ACTIVITY:
Go through the entries below and count the lines where "able" occurs. Give nothing but that number.

Dataset entries
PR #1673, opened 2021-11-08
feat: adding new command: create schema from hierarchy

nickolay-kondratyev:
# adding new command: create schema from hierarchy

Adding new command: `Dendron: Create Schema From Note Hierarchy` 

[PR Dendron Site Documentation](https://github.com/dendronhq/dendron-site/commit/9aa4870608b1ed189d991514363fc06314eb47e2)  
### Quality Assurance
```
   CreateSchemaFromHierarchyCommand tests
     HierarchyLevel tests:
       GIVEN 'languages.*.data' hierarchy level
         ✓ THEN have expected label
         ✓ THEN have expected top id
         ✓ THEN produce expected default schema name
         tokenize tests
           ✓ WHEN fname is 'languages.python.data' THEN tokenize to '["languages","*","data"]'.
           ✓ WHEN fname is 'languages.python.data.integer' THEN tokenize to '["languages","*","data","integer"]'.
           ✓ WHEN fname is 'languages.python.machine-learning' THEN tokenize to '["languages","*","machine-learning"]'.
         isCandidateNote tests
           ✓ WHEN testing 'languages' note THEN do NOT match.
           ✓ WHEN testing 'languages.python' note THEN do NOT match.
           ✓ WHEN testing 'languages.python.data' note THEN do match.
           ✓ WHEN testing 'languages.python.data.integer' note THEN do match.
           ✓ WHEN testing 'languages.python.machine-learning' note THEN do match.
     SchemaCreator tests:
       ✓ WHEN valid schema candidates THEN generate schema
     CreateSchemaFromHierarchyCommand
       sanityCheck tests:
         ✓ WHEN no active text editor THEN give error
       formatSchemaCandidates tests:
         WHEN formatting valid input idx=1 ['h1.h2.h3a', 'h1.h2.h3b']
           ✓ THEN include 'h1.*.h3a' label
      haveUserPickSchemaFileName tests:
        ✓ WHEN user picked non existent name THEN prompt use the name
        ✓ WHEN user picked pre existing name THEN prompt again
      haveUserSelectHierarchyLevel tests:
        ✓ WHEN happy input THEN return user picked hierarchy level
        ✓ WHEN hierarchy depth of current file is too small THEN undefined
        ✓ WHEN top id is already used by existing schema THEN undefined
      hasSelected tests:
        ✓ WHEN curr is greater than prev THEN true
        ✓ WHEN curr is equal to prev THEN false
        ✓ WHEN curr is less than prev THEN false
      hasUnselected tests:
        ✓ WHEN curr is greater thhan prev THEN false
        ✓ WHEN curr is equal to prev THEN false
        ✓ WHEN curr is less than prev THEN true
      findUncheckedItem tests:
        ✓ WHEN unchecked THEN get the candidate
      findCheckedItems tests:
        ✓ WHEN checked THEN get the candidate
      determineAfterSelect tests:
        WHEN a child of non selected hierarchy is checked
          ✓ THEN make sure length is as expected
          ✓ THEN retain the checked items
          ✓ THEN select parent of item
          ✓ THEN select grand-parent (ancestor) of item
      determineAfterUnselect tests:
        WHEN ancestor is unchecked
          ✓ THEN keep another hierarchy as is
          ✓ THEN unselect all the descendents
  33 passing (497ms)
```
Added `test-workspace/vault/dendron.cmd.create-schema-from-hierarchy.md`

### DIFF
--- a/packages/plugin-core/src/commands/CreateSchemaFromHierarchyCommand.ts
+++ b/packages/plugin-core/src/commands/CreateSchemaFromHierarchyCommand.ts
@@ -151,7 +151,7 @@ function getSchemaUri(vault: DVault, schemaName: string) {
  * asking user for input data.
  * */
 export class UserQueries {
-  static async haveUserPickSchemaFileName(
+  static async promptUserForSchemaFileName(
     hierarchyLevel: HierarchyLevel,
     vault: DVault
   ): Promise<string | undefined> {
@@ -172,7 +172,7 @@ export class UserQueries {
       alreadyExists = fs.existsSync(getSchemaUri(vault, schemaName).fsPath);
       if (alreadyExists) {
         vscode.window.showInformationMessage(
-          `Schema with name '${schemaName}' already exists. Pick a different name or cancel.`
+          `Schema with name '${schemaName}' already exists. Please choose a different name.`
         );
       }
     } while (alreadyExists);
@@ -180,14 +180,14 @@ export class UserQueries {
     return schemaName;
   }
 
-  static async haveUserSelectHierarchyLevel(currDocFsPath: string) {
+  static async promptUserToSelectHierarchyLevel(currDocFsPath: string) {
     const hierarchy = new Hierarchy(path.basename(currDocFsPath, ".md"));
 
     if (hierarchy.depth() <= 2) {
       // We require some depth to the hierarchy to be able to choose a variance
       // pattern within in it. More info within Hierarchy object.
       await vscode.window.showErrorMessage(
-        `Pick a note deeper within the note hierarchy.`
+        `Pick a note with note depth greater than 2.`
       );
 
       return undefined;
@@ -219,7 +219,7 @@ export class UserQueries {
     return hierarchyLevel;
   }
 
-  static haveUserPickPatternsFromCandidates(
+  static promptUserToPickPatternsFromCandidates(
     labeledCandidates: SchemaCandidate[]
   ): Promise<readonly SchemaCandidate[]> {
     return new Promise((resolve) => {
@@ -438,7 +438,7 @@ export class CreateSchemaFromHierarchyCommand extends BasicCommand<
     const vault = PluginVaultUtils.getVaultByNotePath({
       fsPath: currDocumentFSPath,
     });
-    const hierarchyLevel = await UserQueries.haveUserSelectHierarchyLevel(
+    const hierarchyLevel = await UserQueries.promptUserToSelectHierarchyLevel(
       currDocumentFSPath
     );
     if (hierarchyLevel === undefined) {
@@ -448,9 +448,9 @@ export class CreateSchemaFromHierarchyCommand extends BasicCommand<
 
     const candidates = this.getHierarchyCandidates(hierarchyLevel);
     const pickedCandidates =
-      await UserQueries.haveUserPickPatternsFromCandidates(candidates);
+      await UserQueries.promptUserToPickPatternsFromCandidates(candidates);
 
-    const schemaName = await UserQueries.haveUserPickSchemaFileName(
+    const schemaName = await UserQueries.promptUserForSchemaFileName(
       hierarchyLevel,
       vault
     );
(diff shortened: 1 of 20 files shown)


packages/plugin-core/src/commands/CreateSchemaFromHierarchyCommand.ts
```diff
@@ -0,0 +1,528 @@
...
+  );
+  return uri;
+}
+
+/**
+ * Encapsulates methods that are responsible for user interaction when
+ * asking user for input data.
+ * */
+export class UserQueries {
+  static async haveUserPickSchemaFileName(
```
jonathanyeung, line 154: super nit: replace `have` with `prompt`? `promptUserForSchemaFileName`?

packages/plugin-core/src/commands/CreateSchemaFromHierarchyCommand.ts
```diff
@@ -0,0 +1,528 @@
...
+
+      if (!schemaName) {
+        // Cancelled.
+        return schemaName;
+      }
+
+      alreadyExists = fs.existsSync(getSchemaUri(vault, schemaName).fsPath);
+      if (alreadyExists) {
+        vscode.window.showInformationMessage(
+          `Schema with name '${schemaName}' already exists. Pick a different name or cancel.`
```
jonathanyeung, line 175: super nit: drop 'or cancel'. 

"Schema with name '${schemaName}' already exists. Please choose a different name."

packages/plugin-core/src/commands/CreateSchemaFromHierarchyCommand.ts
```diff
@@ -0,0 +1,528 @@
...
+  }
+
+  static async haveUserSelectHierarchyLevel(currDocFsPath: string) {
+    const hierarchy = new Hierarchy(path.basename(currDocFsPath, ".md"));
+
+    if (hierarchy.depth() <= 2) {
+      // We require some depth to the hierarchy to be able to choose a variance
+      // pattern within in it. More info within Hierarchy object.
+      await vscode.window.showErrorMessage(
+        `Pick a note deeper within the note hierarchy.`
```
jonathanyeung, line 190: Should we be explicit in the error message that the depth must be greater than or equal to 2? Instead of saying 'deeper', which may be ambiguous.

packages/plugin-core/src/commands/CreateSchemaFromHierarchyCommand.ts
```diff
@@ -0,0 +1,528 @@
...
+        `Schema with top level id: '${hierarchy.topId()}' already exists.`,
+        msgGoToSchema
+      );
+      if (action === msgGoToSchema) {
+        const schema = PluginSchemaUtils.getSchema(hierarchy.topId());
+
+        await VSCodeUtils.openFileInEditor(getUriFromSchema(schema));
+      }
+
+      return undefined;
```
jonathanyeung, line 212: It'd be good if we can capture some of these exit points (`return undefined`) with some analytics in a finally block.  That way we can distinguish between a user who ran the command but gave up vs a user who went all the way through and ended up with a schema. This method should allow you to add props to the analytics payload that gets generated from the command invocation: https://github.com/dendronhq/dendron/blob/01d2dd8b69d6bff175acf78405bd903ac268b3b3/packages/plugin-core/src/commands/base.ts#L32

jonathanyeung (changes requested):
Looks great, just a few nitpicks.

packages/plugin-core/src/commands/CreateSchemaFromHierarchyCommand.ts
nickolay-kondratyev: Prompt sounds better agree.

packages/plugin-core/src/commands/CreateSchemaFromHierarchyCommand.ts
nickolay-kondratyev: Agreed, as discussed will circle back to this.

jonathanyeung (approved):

WRITTEN ANSWER:
2